Wednesday, August 25, 2010


August 25, 2010 (Reuters). Georgia accused Russia on Wednesday of deploying high-precision S-300 air defence missiles in breakaway South Ossetia in an effort to fence off the strategic South Caucasus. Russia said this month it had deployed the mobile missile system in Georgia's rebel Black Sea region of Abkhazia and other air defence systems in South Ossetia, epicentre of a five-day war between Russia and Georgia in 2008. It dismissed a statement by Georgian Foreign Minister Grigol Vashadze on Wednesday that the S-300 had also been deployed in South Ossetia. Vashadze said Russia had "packed" its Gyumri military base in Armenia -- bordering Georgia -- with long-range S-300 missiles, capable of detecting, tracking and destroying cruise missiles, ballistic missiles and high- and low-flying aircraft.
"And be sure that they have brought the S-300 to the Tskhinvali region as well, although they have not announced it yet," Vashadze told reporters. Tskhinvali is South Ossetia's self-proclaimed capital, 116 km (72 miles) from Georgia's own capital Tbilisi. "So the Russians created a triangle in the Caucasus region, which they think they would need for possible confrontation with NATO," he added. The South Caucasus stretches from the Black Sea to the Caspian, bordering Russia, NATO-member Turkey and Iran. A spokesman at Russia's defence ministry would not comment on Vashadze's statement, but an air force official denied the system had been deployed in South Ossetia. "There are no S-300s in South Ossetia," the official said on condition of anonymity.
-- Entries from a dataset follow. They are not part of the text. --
PR #893, opened 2026-08-04
Resolve the three readings of `surface_pressure`

### LINKED ISSUE #887: `surface_pressure` is read as three different quantities; flat and terrain reference states disagree on the datum
`surface_pressure(dynamics)` is read as three different physical quantities depending on which code path consumes it, and the two reference-state implementations of the *same* concept disagree with each other. On a flat grid whose bottom is at z = 0 all three coincide, which is why this has gone unnoticed.

The most visible consequence is that `HydrostaticallyBalancedDensity`, the documented one-call cold start, produces an initial state that disagrees with its own reference state by O(ρgh) over terrain. That section is below.

## The two reference states use different datums

`_compute_exner_column!` (`reference_states.jl:611-629`) anchors with `Π¹ = π₀_surface - g * Δzᶜ₁ / (2 * cᵖᵐ¹ * θ¹)`, a half step from the grid's **bottom face**. No `znode` appears, so `p₀` is the pressure at the domain bottom, whatever height that is.

`terrain_surface_reference_fields` instead integrates from **absolute z = 0** up to each column's terrain height, and `test/terrain_following_reference_state.jl` asserts `pᵣ` equals the continuous profile from `p₀` at each cell's absolute height.

They agree only when the domain bottom is at 0.

```julia
# Flat grid whose bottom sits at 2000 m. Is p0 interpreted as pressure at z=0, or at the domain bottom?
using Oceananigans
using Oceananigans.Fields: interior
using Breeze
using Breeze: CompressibleDynamics, AtmosphereModel, ExplicitTimeStepping
using Breeze.Thermodynamics: hydrostatic_pressure, ThermodynamicConstants

θ₀, pˢᵗ, p₀ = 288.0, 1e5, 101325.0
constants = ThermodynamicConstants(Float64)

grid = RectilinearGrid(CPU(); size = (4, 40), x = (0, 1e4), z = (2000, 6000),
                       topology = (Periodic, Flat, Bounded))
model = AtmosphereModel(grid; dynamics = CompressibleDynamics(ExplicitTimeStepping();
                            surface_pressure = p₀, reference_potential_temperature = θ₀))

pᵣ1 = interior(model.dynamics.reference_state.pressure)[1, 1, 1]
z₁ = 2000 + (6000 - 2000) / 40 / 2       # first cell centre height
println("first cell centre       = ", z₁, " m")
println("reference pr[1]         = ", round(pᵣ1, digits = 1), " Pa")
println("if p0 were at z = 0     = ", round(hydrostatic_pressure(z₁, p₀, θ₀, pˢᵗ, constants), digits = 1), " Pa")
println("if p0 at domain bottom  = ", round(hydrostatic_pressure(z₁ - 2000, p₀, θ₀, pˢᵗ, constants), digits = 1), " Pa")
```

```
first cell centre       = 2050.0 m
reference pr[1]         = 100727.2 Pa
if p0 were at z = 0     = 78818.4 Pa
if p0 at domain bottom  = 100727.2 Pa
```

The docstrings at `reference_states.jl:19`, `:473` and `:709` describe the z = 0 convention for both, so they are wrong for the flat path on any raised domain.

## Three readings in total

| reading | consumers |
|---|---|
| pressure at the column's bottom face | `_compute_exner_column!` (flat reference), `HydrostaticallyBalancedDensity` via `_compute_exner_reference_3d!` (`set_to_mean.jl:297`) |
| pressure at absolute z = 0 | `terrain_surface_reference_fields` (terrain reference) |
| pressure at the ground | `BulkSensibleHeatFluxFunction` (`BoundaryConditions.jl:369`), `BulkVaporFluxFunction` (`:395`), bulk drag (`bulk_drag.jl:120,131`), stability functions via `surface_virtual_potential_temperature` (`polynomial_bulk_coefficient.jl:655`) |

`compute_hydrostatic_pressure!` applies the first reading on terrain grids, where the bottom face is the terrain surface rather than a common level. It is exported (`Breeze.jl:71,124`, `AtmosphereModels.jl:93`) so a user can call it on a terrain grid today, though there is no in-tree caller outside `test/diagnostics.jl:247`.

The first and second readings are the ones that collide, because on a terrain grid the bottom face is per-column while z = 0 is common.

## HydrostaticallyBalancedDensity disagrees with its own reference over terrain

`HydrostaticallyBalancedDensity` is exported (`Breeze.jl:39`), is not gated on terrain, and is the documented one-call cold start. It routes through `_compute_exner_reference_3d!` to `_compute_exner_column!`, so every column is anchored at `p₀` on **its own** terrain surface. The terrain reference state, built from the same scalar, instead reduces `p₀` from z = 0 to each column's height. The two therefore disagree horizontally by O(ρgh).

```julia
# HydrostaticallyBalancedDensity on terrain: does the cold-start state agree with its own reference?
using Oceananigans
using Oceananigans.Fields: interior
using Oceananigans.Grids: znode, Center
using Breeze
using Breeze: CompressibleDynamics, AtmosphereModel, ExplicitTimeStepping, HydrostaticallyBalancedDensity,
              TerrainFollowingVerticalDiscretization, LinearDecay, materialize_terrain!

h₀, a, pˢᵗ, θ₀ = 2000.0, 20000.0, 1e5, 288.0
hill(x) = h₀ * exp(-(x / a)^2)

z_faces = TerrainFollowingVerticalDiscretization(collect(range(0, 20000, length = 41));
                                                 formulation = LinearDecay())
grid = RectilinearGrid(CPU(); size = (12, 40), x = (-6e4, 6e4), z = z_faces,
                       topology = (Periodic, Flat, Bounded))
materialize_terrain!(grid, hill)

model = AtmosphereModel(grid; dynamics = CompressibleDynamics(ExplicitTimeStepping();
                            surface_pressure = 101325.0, reference_potential_temperature = θ₀))
set!(model; θˡⁱ = θ₀, qᵗ = 0, ρ = HydrostaticallyBalancedDensity(), compute_reference_state = true)

p  = interior(model.dynamics.pressure)[:, 1, 1]
pᵣ = interior(model.dynamics.reference_state.pressure)[:, 1, 1]

println(" i   terrain h [m]   z1 [m]     state p[k=1]   reference p[k=1]   state - ref [Pa]")
for i in 1:2:11
    xi = -6e4 + (i - 0.5) * (1.2e5 / 12)
    z₁ = znode(i, 1, 1, grid, Center(), Center(), Center())
    println(lpad(i,2), lpad(round(hill(xi), digits=1), 14), lpad(round(z₁, digits=1), 10),
            lpad(round(p[i], digits=1), 16), lpad(round(pᵣ[i], digits=1), 19),
            lpad(round(p[i] - pᵣ[i], digits=1), 19))
end
println("\nspread of state p[k=1]     = ", round(maximum(p) - minimum(p), digits=1), " Pa")
println("spread of reference p[k=1] = ", round(maximum(pᵣ) - minimum(pᵣ), digits=1), " Pa")
```

```
 i   terrain h [m]   z1 [m]     state p[k=1]   reference p[k=1]   state - ref [Pa]
 1           1.0     251.0         98361.5            98349.3               12.3
 3          93.5     342.4         98375.1            97282.1             1093.0
 5        1139.6    1375.3         98528.5            85782.9            12745.6
 7        1878.8    2105.3         98637.1            78265.7            20371.4
 9         419.2     664.0         98422.8            93590.7             4832.2
11          12.7     262.5         98363.2            98214.8              148.5

spread of state p[k=1]     = 275.6 Pa
spread of reference p[k=1] = 20083.6 Pa
```

Each column is individually in vertical hydrostatic balance, which is the marker's stated contract. The defect is horizontal: the state carries essentially no surface pressure gradient across a 1.9 km hill (275.6 Pa, which is just the half-cell Δz variation), while the reference built from the identical scalar carries 20.1 kPa of it.

Dropping `compute_reference_state = true` gives identical numbers, so the pairing the docstring recommends does not avoid this. The `surface_pressure` kwarg on the marker is also a scalar, so there is no per-column workaround available to a user.

## What the third reading costs

A flat plateau at 1921 m, true ground pressure 79672 Pa, true sea level 100798 Pa:

```julia
# `surface_pressure` is consumed both as a z = 0 datum (reference state) and as ground pressure
# (bulk surface fluxes). Over terrain those are different numbers, so no single value is correct
# for both. Breeze + Oceananigans only; no data, no downloads.

using Oceananigans
using Oceananigans.Fields: interior
using Oceananigans.Grids: znode, Center
using Breeze
using Breeze: CompressibleDynamics, AtmosphereModel, ExplicitTimeStepping,
              TerrainFollowingVerticalDiscretization, LinearDecay, materialize_terrain!
using Breeze.Thermodynamics: hydrostatic_pressure, potential_temperature_from_temperature,
                             surface_density, ThermodynamicConstants

z_plateau, θᵣ, pˢᵗ, T_ground = 1921.0, 288.0, 1e5, 300.0
p_sea_level = 100798.0
constants = ThermodynamicConstants(Float64)

# Physically correct pressure at the plateau surface, from the correct sea-level datum.
p_ground = hydrostatic_pressure(z_plateau, p_sea_level, θᵣ, pˢᵗ, constants)
θ_ground_true = potential_temperature_from_temperature(T_ground, p_ground, pˢᵗ, constants)
ρ_ground_true = surface_density(p_ground, T_ground, constants)

z_faces = TerrainFollowingVerticalDiscretization(collect(range(0, 20000, length = 51));
                                                 formulation = LinearDecay())
make_grid() = (g = RectilinearGrid(CPU(); size = (8, 50), x = (-1e5, 1e5), z = z_faces,
                                   topology = (Periodic, Flat, Bounded));
               materialize_terrain!(g, x -> z_plateau); g)

println("plateau ", z_plateau, " m;  true ground pressure ", round(p_ground, digits=1),
        " Pa;  true θ_ground ", round(θ_ground_true, digits=2), " K\n")
println(rpad("surface_pressure =", 24), rpad("reference err", 16), rpad("θ₀ err", 12), "ρ₀ err (drag)")

for p₀ in (81159.0, p_sea_level)
    grid = make_grid()
    model = AtmosphereModel(grid; dynamics = CompressibleDynamics(ExplicitTimeStepping();
                                surface_pressure = p₀, reference_potential_temperature = θᵣ))

    # consumer 1: reference state, wants the z = 0 datum
    z₁ = znode(1, 1, 1, grid, Center(), Center(), Center())
    ref_err = interior(model.dynamics.reference_state.pressure)[1, 1, 1] -
              hydrostatic_pressure(z₁, p_sea_level, θᵣ, pˢᵗ, constants)

    # consumer 2: BulkSensibleHeatFluxFunction, wants pressure at the ground
    θ_err = potential_temperature_from_temperature(T_ground, p₀, pˢᵗ, constants) - θ_ground_true
    ρ_err = 100 * (surface_density(p₀, T_ground, constants) - ρ_ground_true) / ρ_ground_true

    println(rpad(string(round(p₀, digits=1), " Pa"), 24),
            rpad(string(round(ref_err, digits=1), " Pa"), 16),
            rpad(string(round(θ_err, digits=2), " K"), 12),
            round(ρ_err, digits=1), " %")
end
```

```
plateau 1921.0 m;  true ground pressure 79672.1 Pa;  true θ_ground 320.11 K

surface_pressure =      reference err   θ₀ err      ρ₀ err (drag)
81159.0 Pa              -16236.2 Pa     -1.69 K     1.9 %
100798.0 Pa             -0.0 Pa         -20.79 K    26.5 %
```

No value zeroes both columns. The density error is the consequential one: bulk drag is `-ρ₀ Cᴰ |U| u`, so 26.5 % in `ρ₀` is 26.5 % in surface momentum drag, and it scales the sensible heat and moisture fluxes too.

## Why this matters now

#863 made the perturbation-form PGF the default, so the reference now enters `∂ₓ(p - pᵣ)` directly. Under the cold start above the model sees `p - pᵣ` of about 20.4 kPa at the summit at t = 0, which is a concrete initial-condition inconsistency rather than a gradual degradation of cancellation.

NumericalEarth/NumericalEarth.jl#488 is a separate caller passing a terrain-level value into the datum slot. It cannot be fixed there, because any single scalar only chooses which consumer to break.

## Constraints on a fix

Recording these because the obvious fix does not work as stated.

1. **A rename alone is not enough, and is not free.** The call site uses the interface `AtmosphereModels.surface_pressure(dynamics)` (`dynamics_interface.jl:222`), implemented by four dynamics types, so disambiguation has to happen at the accessor, not on one field. Renaming `CompressibleDynamics.surface_pressure` to `sea_level_pressure` would also be inaccurate for the flat path unless the flat anchor moves to z = 0, which changes the reference state, the PGF and rest-state discrete balance for every elevated flat domain. `ExnerReferenceState.surface_pressure` would additionally keep the old name for the same number.

2. **The BC path cannot read `pˢ` as constructed today.** BCs are materialized at `atmosphere_model.jl:188`, before `materialize_dynamics` at `:196` builds the reference, so the per-column `pˢ` does not exist yet, and the dependency is circular. `pˢ` is also rebuilt by `reset_reference_state!` and by `set!(model; compute_reference_state=true)`, so a captured copy goes stale.

3. **The reference is an approximation for the BCs anyway.** What the bulk fluxes physically want is the model's own diagnostic pressure at k = 1 extrapolated half a cell down. That is terrain-agnostic, self-updating, and removes the datum question from the BC path entirely, and `getbc` already reads `fields.θ` / `fields.qᵛ`, so it is in idiom. It would need `Oceananigans.fields(model)` (`atmosphere_model.jl:534-538`) to expose the diagnostic pressure, and the same construction-ordering question applies.

Happy to take a cut at any of these once the direction is agreed. Filing rather than PRing because the datum convention looks like a judgement call about intended semantics rather than a bug with an obvious fix.

kaiyuan-cheng:
Closes #887.

`surface_pressure` was read as three different physical quantities depending on the consumer, and the two reference-state implementations of the *same* concept disagreed about which one they meant. On a flat grid whose bottom is at z = 0 all three coincide, which is why it went unnoticed.

This PR resolves all three readings: two by fixing the datum and naming the quantities apart, the third by having the surface fluxes stop reading a construction-time constant at all.

## 1. The datum was not a judgement call

The issue frames the z=0-versus-bottom-face split as ambiguity about intended semantics. It isn't. Counting the reference constructors:

| constructor | anchor |
|---|---|
| `ReferenceState` | `set!(pᵣ, z -> hydrostatic_pressure(z, p₀, …))`, absolute `z` |
| `_compute_hydrostatic_reference!` | `z⁻ = 0`, `p⁻ = p₀`, steps to `znode` |
| `_compute_isothermal_reference!` | `z₁ = znode(1,1,1,…)`, `p₀ exp(-g z₁/(Rᵈ T₀))` |
| `terrain_exner_reference_state` | continuous integration from z = 0 to terrain height |
| **`_compute_exner_column!`** | **`Δzᶜᶜᶜ(i,j,1)/2` from the bottom face, no `znode`** |

Four of five already implemented the z = 0 datum that all three docstrings claim. The outlier is one kernel, and its sibling 80 lines above it in the same file, filling the same struct, already used `znode` — so the isentropic and isothermal constructors of `ExnerReferenceState` disagreed with *each other* on any raised domain.

The datum is now reduced to the column's bottom face on the host, where the reference profile is still a callable, and that anchor is passed into the column kernel. The reduction is `moist_hydrostatic_pressure`, moved into `Thermodynamics` from `terrain_compressible_physics.jl` so the height-coordinate and terrain paths share one implementation instead of two that can drift.

`ExnerReferenceState` retains the anchor as a 2D field: horizontally uniform on a height-coordinate grid, whose bottom face is a single level; the genuine terrain-surface field on a terrain-following grid, where the terrain path already computed it and then discarded it.

## 2. Naming

Keeping `surface_pressure` for the datum would have left the worse name on the wrong quantity: in every other atmospheric context "surface pressure" means the pressure at the ground. Having to know which of two senses each site meant is how the original defect survived.

| name | meaning | type |
|---|---|---|
| `base_pressure` | pressure of the reference atmosphere at z = 0, the datum. A property of the atmosphere, not the grid | scalar |
| `surface_pressure` | pressure at the ground, i.e. at each column's bottom face | 2D `(Center, Center, Nothing)` field, horizontally uniform on a height-coordinate grid |

They are equal, exactly, on the usual domain starting at z = 0, which is why one name served both for so long.

```
   z = 6000 ────────────────────  domain top
   z = 2000 ════════════════════  domain bottom → surface_pressure = 79320 Pa
   z = 0    ─ ─ ─ ─ ─ ─ ─ ─ ─ ─   the datum    → base_pressure    = 101325 Pa
```

`surface_pressure(dynamics)` is extended by each dynamics that carries a materialized reference state, and throws rather than silently falling back to the datum when one does not, so the ambiguity cannot reappear as a quiet wrong answer.

## 3. Consumers stop disagreeing with the reference

**`HydrostaticallyBalancedDensity`** anchored every column at the single scalar, so over a 1.9 km hill the cold start carried 276 Pa of surface pressure gradient while its own reference carried 20.1 kPa. Since #863 made the perturbation-form PGF the default, the model saw that 20.4 kPa at t = 0. It now anchors on the reference's per-column pressure; without a reference state it reduces the datum to each column's bottom face along the current near-surface state, so terrain cold starts work with `reference_state = nothing` too.

**`set_to_mean!`** rewrites the bottom-face anchor when it recomputes the reference: the datum is fixed, but the profile used to reduce it to the ground is not, so re-meaning the state moves the anchor and the bottom boundary values of `pressure`/`density` with it. It reduces the datum with `moist_hydrostatic_pressure`, the same function the constructor anchors on, and dispatches to the per-column integration when the reference fields are per-column rather than a single broadcast column.

Both reference states stay **immutable**, which they must, because the `dynamics` object that owns them is passed directly into GPU kernels and so has to be `isbits` after `Adapt`. The bottom-face pressure and density are 2D fields rewritten in place, and the bottom `ValueBoundaryCondition` of the reference `pressure`/`density` is built once from a 2D aliasing view of them (`surface_boundary_value`), so the boundary value follows a reset with nothing rebuilt.

**`compute_hydrostatic_pressure!`** integrates upward from the bottom face, so it must start from the pressure there. It now diagnoses that from the live model state by extrapolating the first cell centre down half a cell, which makes it both terrain-correct and independent of the datum convention.

## 4. Surface fluxes diagnose their own pressure

The third reading. `BulkDrag`, `BulkSensibleHeatFlux`, `BulkVaporFlux` and `PolynomialCoefficient` used a scalar captured at construction to build `ρ₀`, the surface saturation state, and the stability correction's `θᵥ₀`. Over a 1921 m plateau that scalar is wrong by the full reduction — ~26 % in `ρ₀`, and so in the surface drag and the sensible and moisture fluxes.

Rather than plumbing the reference's ground pressure into the boundary conditions — which is awkward, since they are materialized before `materialize_dynamics` builds the reference — the flux functions now compute it at evaluation time from the model state:

- `surface_pressure_from_cell_center(p, ρ, Δz, g) = p exp(g Δz ρ / 2p)` extrapolates the first-cell pressure down half a cell along the local scale height. An indexed method, `surface_pressure_from_cell_center(i, j, k, grid, p, ρ, g)`, is the single definition all three consumers go through (the surface fluxes, `compute_hydrostatic_pressure!`, and `PrescribedDynamics`), so they cannot drift on which level or which half-cell factor they use.
- `dynamics_thermodynamic_fields(dynamics)` carries `p` and `ρ`, which `boundary_condition_args` passes as a second tuple after the model fields; Breeze's own `getbc` methods merge the two on entry through `surface_layer_state` and read by name from there on. They are `dynamics_pressure` and `total_density` — always actual `Field`s, and the same thermodynamic pressure the rest of the model uses: prognostic under `CompressibleDynamics`, the hydrostatic reference profile under `AnelasticDynamics`. Deliberately not `total_pressure`, whose anelastic form is a lazy sum that would rebuild an `AbstractOperation` on every halo fill, and whose nonhydrostatic anomaly is defined only up to a constant.
- `wall_air_pressure(i, j, k, grid, side, direction, fields, constants)` wraps it: half a cell down under `Bottom`, half a cell up over `Top`, and the plain cell-centre pressure on a vertical wall, where wall and centre sit at the same height. Momentum fluxes interpolate it to the face of the component they act on. (It was `surface_air_pressure`, bottom-only, until merging `main` generalised the bulk fluxes to all six walls.)

The stored pressure is gone from all four; `PolynomialCoefficient` now holds `standard_pressure` and takes the surface pressure as an argument. Because the live `p`/`ρ` are reachable from the surface-layer tuple, the two construction-time hooks that existed only to hand the boundary conditions a reference profile — `boundary_conditions_reference_state` and `boundary_conditions_thermodynamic_state`, the latter of which rebuilt a whole reference state during boundary-condition materialization — are gone too. The result is terrain-agnostic, datum-agnostic, and follows the evolving state instead of freezing the value seen at construction.

Once nothing is captured at materialization time, the state that used to be threaded there is dead. `base_pressure`, `microphysical_fields`, `specific_prognostic_moisture` and `temperature` were still being passed down roughly twenty signatures without a single leaf reading them, so they are removed. That also removes the `materialize_microphysical_fields` call that built a full set of microphysical fields during boundary-condition materialization only to discard them, and `VirtualPotentialTemperature(grid; reference_state, …)`, which was the last place `Diagnostics` reached into reference-state internals.

The surface θᵥ goes through the same `virtual_potential_temperature` as the air-side value, so both sides of the bulk Richardson difference come from one definition rather than two copies of the same algebra on either side of a subtraction.

This also fixes the Monin–Obukhov measurement height on terrain. `evaluation_height` used `znode(i, j, 1, grid, Center(), Center(), Center())`, the height of the first cell center above **z = 0**; over a 1921 m plateau that is ~1921 m rather than the half-cell it is meant to be. It is now `Δzᶜᶜᶜ(i, j, 1, grid) / 2`, the height above the local ground.

The `ρ₀` change supersedes the old Monin–Obukhov argument in `BulkDragFunction`'s docstring, which justified the construction-time constant on the grounds that diagnosing density from the first cell would make `ρ₀` grid-dependent. The half-cell hydrostatic extrapolation gives a true surface density, so that concern does not apply.

## 5. Two surface-state quantities were wrong, independently of the datum

Found while reviewing the above, and fixed here because both are surface-state bugs that the same
consumers hit.

**The stability correction compared a temperature against a potential temperature.**
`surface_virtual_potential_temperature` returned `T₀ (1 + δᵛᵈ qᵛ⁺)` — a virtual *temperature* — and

Deployment in Abkhazia of the missile system, code-named "Favourite" in Russia, sent a defiant signal to the West two years after Russia crushed an assault by Georgia's U.S.-trained military on South Ossetia. Russia said the systems would protect the rebel regions, which it recognised as independent states after the war, and the Russian bases it is building up. Analysts said the deployment was about control of the South Caucasus air corridor, a region criss-crossed by oil and gas pipelines bordering Iran. Russia has frozen delivery of S-300 missiles to Iran after backing new U.N. sanctions against Tehran over its nuclear programme. Washington and Israel had feared the missiles could allow Tehran to repel possible air strikes on its nuclear sites.